Les Mousquetaires au couvent
Opéra-comique en 3 actes.
An operetta in three acts set to a libretto by Jules Prével and Paul Ferrier, taken from a vaudeville by Amable de Saint-Hilaire and Dupont entitled L’Habit ne fait pas le moine (1835), Les Mousquetaires au couvent was first performed at the Bouffes-Parisiens on 16 March 1880. The action is set under the reign of Louis XIII, in Touraine, where the musketeer Gontran is in love with Marie, niece of the regional governor and a boarder at the Ursuline convent. In collusion with his friend, Narcisse de Brissac, and with the help of an unscrupulous abbot called Bridaine, Gontran plots to kidnap his beloved.
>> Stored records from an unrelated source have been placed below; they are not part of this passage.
PR #1269, opened 2018-04-11
Update githubrepo_spec.rb to pass successfully

wk:
Adapts tests to take into account changes introduced in #1257


wk:
Thanks @erik-smit for the breakthrough pointer on how to express this in mocha. :+1:

wk:
Part of #1265

PR #1273, opened 2018-04-11
introduce rubocop (closes #1243)

wk:
Partial rework of #1243:
* Introduces Rubocop with barebone configuration into the pipeline
* Updates `mocha/mini_test` to `mocha/minitest`
* Excludes rather than resolves `lib/oxidized/input/tftp.rb` from Rubocop to restrict change to pipeline


wk:
PR to test effective build pipeline. Not meant for merging. Closing.

wk:
This dependency was in the original user request #1243 by @cppmonkey, and presumably was used by that user. This is a development dependency, and is not included in the as-shipped gem. 

The [tool](https://github.com/flyerhzm/rails_best_practices) itself appears to include `haml` code quality measurement capability (which I presume is the context in which the user made use of it, as no other capabilities seem relevant), and may currently be a better fit as a dependency for `oxidized-web`.

Removed as part of #1372.

PR #1276, opened 2018-04-11
Add keepalive => true to the ssh_opt.

jsynack:
This will help to detect SSH sessions that zombie out at the protocol level by sending SSH Keepalives on the session.

This has been tested in a production environment for 3-weeks.

This may be the reason that oxidized 'slows down' by having worker thread slots occupied by wedged and non-productive SSH sessions. Discussion in https://github.com/ytti/oxidized/issues/887

Even if this is not the core of the problem mentioned in #887 - it is a good thing to have active.

### DIFF
--- a/lib/oxidized/input/ssh.rb
+++ b/lib/oxidized/input/ssh.rb
@@ -28,6 +28,7 @@ module Oxidized
       ssh_opts = {
                 :port => port.to_i,
                 :password => @node.auth[:password], :timeout => Oxidized.config.timeout,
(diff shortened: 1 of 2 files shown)


laf:
We're running this now, will report back how we get on over the next few days. Our install would lock up within 24-48 hours normally

laf:
So it doesn't help us with the issue where all threads become locked I'm afraid but in itself it hasn't broken anything from what I can tell.

PR #1280, opened 2018-04-12
Added Cisco Spark hook

rgnv:


laf:
@rgnv using the list rooms api, is it the ID from the response you use in the space config variable?

laf:
@wk has two PRs in the queue to clean up the slack and xmpp hooks. Probably would be worth updating this hook to use the same format: https://github.com/ytti/oxidized/pull/1283

wk:
@laf A brush-up of this PR to pass rubocop cleanly is available to @rgnv as PR rgnv/oxidized#1, awaiting review and pull. Once that is processed by @rgnv, this should pass tests.

laf:
Thanks @wk. I've tried testing this PR as it stands and can't get it to send the messages through so just need to know how to get the space ID.

ytti:
If @rgnv doesn't fix the complains, I'm ok if someone else does PR on this with those fixed. I think it's good to have this in.

laf:
I'm happy to fix this but so far I haven't been able to get it to work.

@rgnv if you can lend a hand with testing we can move this forward.

wk:
This now passes CI, only requires human testing to confirm that following the instructions results in a working configuration.

ytti:
I assume OP has Spark and that it works for him, which is good enough for me. Next Spark person can report brokenness and we can address that :>

rgnv:
@laf  sorry, been bogged down at work. You can retrieve the Space/Room ID the quickest way by enabling Test Mode at https://developer.webex.com/endpoint-rooms-get.html and plugging in the Bot/OAUTH API key (bearer token) and hitting Run. By default, test mode will dump all rooms that token has access to.

As of last week, Cisco announced a name change of Cisco Spark to WebEx Teams, which will result in the api/endpoint on their end changing. The ruby api I'm using appears to be abandoned, so whenever the old API endpoint shuts down, this module will break. I'll handle the rebranding later this week, and see about forking the ruby api and updating it with the new Teams endpoint.

laf:
> @laf sorry, been bogged down at work. You can retrieve the Space/Room ID the quickest way by enabling Test Mode at developer.webex.com/endpoint-rooms-get.html and plugging in the Bot/OAUTH API key (bearer token) and hitting Run. By default, test mode will dump all rooms that token has access to.

Got it, tested and works perfectly. Thanks for the pr :)

PR #1289, opened 2018-04-20
remove .ruby-version & add many ruby-version in .travis.yml

yuri-zubov:
**Purpose**
I think better if you remove .ruby-version from the project and make testing for all ruby via travis.yml.
What do you think about it?

ruby-2.1 has EOL(https://www.ruby-lang.org/en/downloads/branches/)
In my opinion, ruby-2.1 can be deleted from .travis.yml

**Known Compatibility Issues**
https://github.com/ytti/oxidized/pull/1006


wk:
Test updates from #1006 are already in master (addressed in #1267). 

Does Travis CI have a Ruby 2.0 target and does build occur cleanly under it today? If it does, this could be an opportunity to include it as well - since that is how far the backwards compatibility commitment goes in order to be installable on system Ruby of RHEL 7.

wk:
Reviewed this in #1290 - Travis does have Ruby 2.0 target, but Rubocop dropped support for Ruby < 2.1 at 0.50.0, and there isn't sufficient payoff to justify maintaining two parallel Rubocop rulesets for legacy.

PR #1290, opened 2018-04-20
add ruby 2.0 to travis build

wk:


wk:
Rubocop dropped support for Ruby 2.0 since 0.50.0. Closing this as it would be better to walk away from the 2.0 legacy over time.

PR #1296, opened 2018-04-21
the great makeover - standardize layout, alignment, indentation

wk:
This is a large PR that standardizes layout, alignment and indentation throughout the entire code base. Performed using `rubocop --auto-correct`, with additional artisan fix-ups where necessary.

Cosmetics only, no functionality modifying changes. Due to the size of the PR, testing is welcome nevertheless.

PR #1297, opened 2018-04-21
Do Not Merge: the great makeover part ii

wk:
Builds upon #1296 but also applies lint and style rules, standardizing the entire code base around rubocop defaults using `rubocop --auto-correct`, with the exception of a handful of cases that will require manual refactoring.

Believed to be correct, starts and runs, but is absolutely untested and not reviewed by a human.

@ytti this is a sneak peak into what can be expected as an end result of the rubocop cleanup process.


wk:
While #1296 deals primarily with cosmetics, the lint and style rules of rubocop enabled here do introduce code changes which *may* have side effects.

Unless there's appetite for an act of extreme bravery (commit first, fix what breaks later), it's unclear if this portion of the project would be easier to review as one large change set, or to implement as dozens of discrete but manually reviewed fix-ups.

jsynack:
Greetings @wk -

My opinions only below - take them for that :) 

1.
 Oxidized doesn't have a well-defined release cycle (that I know of) and PRs sometimes take a bit to make it in to where the end-users can get to it. This increases the chance that some other smaller PR will get rolled in and start to break apart the diff'ing/merging of this 'big giant fixes' PR - it would at least start to require more admin overhead of deciding on what the cherry-pick or keep from what PR etc. 

This is a byproduct of the "maintainer wanted" status and just the way it is (that is not a dig on anyone or oxidized in general - just the facts. If we can hit critical mass of a few people - it may start to shape up a bit more by spreading the workload.

I am in favor (FWIW) of a fast-track to get it in. That is really the only way to get it in there without creating more administrative overhead of diff hell (the longer a big PR waits).  Sure - you can always rerun `rubocop --auto-correct` - but there are better things for your time if you are working on fixes.

2.
There are some popular models that have quite a bit of churn, and changes since the 0.21 release, or pending PRs - pending items that could be helpful to the user community - but the user community doesn't know how to run from the git repo or add a custom model to the oxidized dir. 

This is a documentation issue that can be solved with some more writeups I think, but care needs to be taken that versioning stays within a sane threshold of supportability. E.g. - once a user has a working custom model - it could drift from the official model over time and introduce other problems.

3.
 Most projects tend to do the big giant fixes like this after a release milestone - so that there is plenty of bake-in time until the next release. This is for the brave that are willing to run from the git repo / HEAD / -current / whatever - they/we deserve whatever pain we get from it ;) 

4. 
My personal thoughts on this type of PR - there are 3 ways:
4a. A PR to fix the specific Rubocop violation family (e.g. a PR for fixing RE perlisms) 
4b. A PR based on the files / models. For example - I use about 6 models very heavily - and I would be able to spot problems on them quickly.
4c. Just get it in in like this PR - and then see what breaks running that branch (*this is my personal pref. given the size/scope*)


TL;DR (but you had to read all this way to get to it)
I suggest that a new release of oxidized take place (0.22?) *without* this PR - as there are several items between 0.21 and now that are probably worth a release (perhaps a few of the smaller / lower hanging fruit PRs can get implemented).

Immediately after the release - this PR gets integrated on a different branch.  This allows the folks that 'know' how to use git and grab it to run it - and then at some milestone it gets merged to master and the next release cut (0.23) as the 'rubocop sanity' release.

This provides the end-user community with a stable-ish newer release (0.22) with various fixes/updates and an ability to address any items that crop up.

 The new branch then provides a way to start addressing some of the architectural / code standards that this PR gets into. And then merge back to master when things are tested a little bit.

I was looking at some of the rubocop items - and some of it is clearly code style changes that would need to be adhered to to prevent relapses (hence the CI) - so this also means docs and enforcement for any new PRs or models (since right now it is copy n paste from models that have violations).

Again - just my thoughts. Happy to help where I can. I can commit to running any other test branch and testing models I have access to as it is easy enough to run in parallel to a stable instance of oxidized.

Thanks BTW for getting all the rubocop/CI stuff going - it is helpful and will certainly pay off once the initial hurdles are crossed. 👍

wk:
@jsynack thanks for the review! It is indeed rather difficult to review large thousand-line PRs, both due to Github not offering really great tools to do so - and due to the change velocity of the underlying code base.

Huge PRs aren't great. I am reasonably comfortable with #1296 since while the change set is still much larger than desirable, all the changes are purely cosmetics of how the same characters are arranged in files, and in my assessment the risk of pulling it is relatively low. It could still benefit from a couple extra eyeballs (and executions) to make absolutely sure.

This PR, on the other hand, is meant more as a demonstration of what the final outcome of the entire "rubocopization" process looks like, how much work there is still to do, and to get the kind of feedback you've just offered. 

If a few key contributors and a collaborator sponsor are willing to meaningfully deal with the fallout of a single act of bravery in finite time, it is possible to go ahead with (something like) this pull. Scheduling a release first before potentially intentionally breaking the code base is indeed be the responsible thing to do.

Alternatively, anyone can still take an item out of `.rubocop_todo.yml` at any time, on best effort basis, and clean it out over time. The advantage of this method is that the emergent rule set might be better aligned with the specifics of this project than wholesale application of rubocop defaults, as the people who allocate a block of time to clean out an issue are hopefully better positioned to give it some thought and consideration before starting to type commands into the terminal... 

Personally, the 4a/4b approach seems best to me as it (should be) the least disruptive, and I fully expect *this* PR to be closed un-merged.

wk:
Example of merged PR in the style of 4a #1260, in the style of 4b #1283

laf:
Little point in me reviewing the code :)

Testing on my home install though, will leave it running for 24 hours but so far it's gone through one cycle with no issues.

PR #120, opened 2017-11-08
[jira] Add better checks when looking for sprints and story points

jgbarah:
The check we had when looking for sprints and story points failed in some cases. Improve it, so that it doesn't fail with other formats of custom fields.

### DIFF
--- a/grimoire_elk/elk/jira.py
+++ b/grimoire_elk/elk/jira.py
@@ -214,13 +214,15 @@ class JiraEnrich(Enrich):
 
         for field in issue['fields']:
             if field.startswith('customfield_'):
-                if issue['fields'][field]['name'] == "Story Points":
-                    eitem['story_points'] = issue['fields'][field]['value']
-                elif issue['fields'][field]['name'] == "Sprint":
-                    value = issue['fields'][field]['value']
-                    if value is not None and len(value)>0:
-                        sprint = value[0].partition(",name=")[2].split(',')[0]
-                        eitem['sprint'] = sprint
+                if type(issue['fields'][field]) is dict:
+                    if 'name' in issue['fields'][field]:
+                        if issue['fields'][field]['name'] == "Story Points":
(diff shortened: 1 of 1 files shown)


grimoire_elk/elk/jira.py
```diff
@@ -214,13 +214,16 @@ def get_rich_item(self, item):
...
             if field.startswith('customfield_'):
-                if issue['fields'][field]['name'] == "Story Points":
-                    eitem['story_points'] = issue['fields'][field]['value']
-                elif issue['fields'][field]['name'] == "Sprint":
-                    value = issue['fields'][field]['value']
-                    if value is not None and len(value)>0:
-                        sprint = value[0].partition(",name=")[2].split(',')[0]
-                        eitem['sprint'] = sprint
+                if type(issue['fields'][field]) is dict:
+                    print(str(issue['fields'][field]))
```
acs: Could you remove the print?

grimoire_elk/elk/jira.py
```diff
@@ -214,13 +214,16 @@ def get_rich_item(self, item):
...
+                    if 'name' in issue['fields'][field]:
+                        if issue['fields'][field]['name'] == "Story Points":
+                            eitem['story_points'] = issue['fields'][field]['value']
+                        elif issue['fields'][field]['name'] == "Sprint":
+                            value = issue['fields'][field]['value']
+                            if value is not None and len(value)>0:
```
acs: Just `if value` must cover both cases

grimoire_elk/elk/jira.py
jgbarah: Ooops. Yes. Sorry....

grimoire_elk/elk/jira.py
jgbarah: I had it that way for readability, but I will change it.

jgbarah:
Thanks for the comments. I think they should now be addressed.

Wearing cassocks stolen from some pilgrims from Palestine, the two accomplices gain admittance to the convent. This enables Brissac to meet Louise, another of the governor’s nieces. The two friends’ escapade leads to some incredible situations. In Act II, using colourful language, the two musketeers make a conspicuous entrance among the nuns; then, during a meal, Brissac becomes drunk and improvises a sermon on love which cannot fail to cause a scandal. Locked in a turret, the two friends only owe their release to a final turnaround: the two pilgrims whose cassocks they stole were, in fact, bogus monks intent on assassinating Cardinal Richelieu. Brissac and Gontran have therefore unwittingly thwarted a political plot. Rewarded for their efforts, they are allowed to marry their sweethearts from the convent. The work was a huge success, which led to it being translated into Russian and performed in St Petersburg in 1881. It was also translated into German and performed in Vienna the same year, then translated into Italian and performed in Rome in 1883. In Paris, the operetta was regularly revived until World War One, then again after 1945.